Against this backdrop, the necessity for innovative solutions to enhance patient access to dermatology services has been acknowledged by several national and professional entities. Teledermatology, especially, has been widely endorsed as an effective method to expand service capacity and ensure equitable patient access to specialist care. An alternative is AI-Powered Teledermatology, which utilises AI technology for initial skin lesion assessment.
The solution
The project enabled patients to be referred to a community based clinical hub in one of four pilot sites. A healthcare professional captured images of the skin lesion which was instantaneously reviewed by the Skin Analytics solution called DERM. Patients who received a diagnosis of concern were referred onwards to a Dermatology Consultant. Lesions identified as benign were reviewed by a Skin Analytics dermatologist to either validate the discharge decision or refer for additional assessment.
The technology was being used in the Skin Cancer Two-week Pathway as part of a pilot to improve patient access to dermatology diagnostics and achieve the two-week-wait (2WW) cancer targets.

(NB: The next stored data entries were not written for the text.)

PR #1771, opened 2025-12-09
  [PB-5465] Implement file version history actions

terrerox:
## Description

  - Add version download, delete, and restore functionality
  - Implement file version service with API integration
  - Add version action dialogs for delete and restore confirmations
  - Add loading skeleton component for version history sidebar
  - Replace mock data with real API integration
  - Add UI state management for version dialogs
  - Pass userName prop to version components to avoid duplication
  - Update name collision dialog to use replaceFile endpoint instead of delete-and-reupload
  - Add replace-file service for efficient file replacement
  - Upgrade @internxt/sdk from 1.11.17 to 1.11.18
  
## Checklist

- [ ] QA Passed


src/app/i18n/locales/en.json
```diff
@@ -892,7 +892,20 @@
       "autosaveVersions": "{{count}}/{{total}} autosave versions",
       "restoreVersion": "Restore version",
       "downloadVersion": "Download version",
-      "deleteVersion": "Delete version"
+      "deleteVersion": "Delete version",
```
terrerox, line 895: The remaining translations are included in this PR: https://github.com/internxt/drive-web/pull/1773

src/views/Drive/components/VersionHistory/services/file-version.service.ts
```diff
@@ -0,0 +1,61 @@
...
+  version: FileVersion,
+  fileName: string,
+  bucketId: string,
+  updateProgressCallback?: (progress: number) => void,
+  abortController?: AbortController,
+): Promise<void> {
+  const user = localStorageService.getUser();
+  if (!user) throw new Error('User not found');
+
+  const fileStream = await downloadFile({
```
xabg2: Can we use the multipart download for this? Imagine the file has 5GB or more. It would be better to download it in parallel-small chunks instead of the full file at once. You can do it by using the DownloadManager.downloadItem if I'm not mistaken.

The evaluation of the pilot’s effectiveness used both qualitative and quantitative data, gathered through staff and patient surveys and existing data from UHL and Skin Analytics.
Impact and outcomes
- the evaluation confirmed that the solution led to a reduction in 2WW referrals, freeing up 1450 outpatient appointments. These appointments were made available to non-cancer patients. There was also a clinical time saving of 263 minutes per 100 patients.

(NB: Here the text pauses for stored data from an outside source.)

PR #1772, opened 2025-12-09
[PB-5525] Remove getAesInitFromEnv and its react variables

TamaraFinogina:
## Description

This PR removes magic iv and salt as everything can work perfectly without them. 

## Checklist

- [ ] QA Passed

## Testing Process

Unit tests


src/app/crypto/services/keys.service.ts
```diff
@@ -3,14 +3,13 @@ import { Keys } from '@internxt/sdk';
 import { getOpenpgp, generateNewKeys, compareKeyPairIDs } from './pgp.service';
 import { isValid } from './utilspgp';
 import { UserSettings } from '@internxt/sdk/dist/shared/types/userSettings';
-import envService from 'services/env.service';
 const MINIMAL_ENCRYPTED_KEY_LEN = 129;
 
 export async function getKeys(password: string): Promise<Keys> {
   const { privateKeyArmored, publicKeyArmored, revocationCertificate, publicKyberKeyBase64, privateKyberKeyBase64 } =
     await generateNewKeys();
-  const encPrivateKey = aes.encrypt(privateKeyArmored, password, getAesInitFromEnv());
```
xabg2, line 12: I guess that `getAesInitFromEnv` is an optional parameter, right? @TamaraFinogina

xabg2 (approved):

src/app/crypto/services/keys.service.ts
TamaraFinogina: yes, if salt and iv are not given, they are sampled at random (better than the same for all). And since it's not secret and stored as part of the ciphertext, nothing will change:
`return Buffer.concat([salt, iv, tag, encrypted]).toString('base64');`

sg-gs (approved):
Nice removal @TamaraFinogina. Be aware of considering the login after the signup with this method during the QA as a malformation here affects sharing and the entire b2b workflow.

PR #1777, opened 2025-12-15
[PB-4447]: refactor/create custom hooks to fetch products and initialize checkout

xabg2:
## Description

New custom hooks to initialize the checkout and fetch the products (price and coupon code).

## Checklist

- [ ] QA Passed

## Additional Notes

There are more changes to do. They will be done in another PR.


src/views/Checkout/hooks/useInitializeCheckout.ts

- cost-benefit analysis of this pilot to date showed cost effectiveness during the pilot, with greater benefits if the programme is continued further. The analysis found that for each pound spent on the AI-Powered Teledermatology Pathway for 2WW Skin Cancer, the health system received £1.05 in benefits.
- 98% of patients surveyed would recommend the service to family and friends, and the majority (70%) did not feel that something was missing due to not seeing a doctor face-to-face.
It found that although some challenges remain with implementation and staff acceptability of the current model of delivery, there is the potential for this novel pathway to be cost-effective in the long-term and enable considerable benefits for Dermatology services, trust staff and the health system.
The study proposed several recommendations to enhance the programme’s benefits and ensure that longer-term cost-effectiveness is achieved.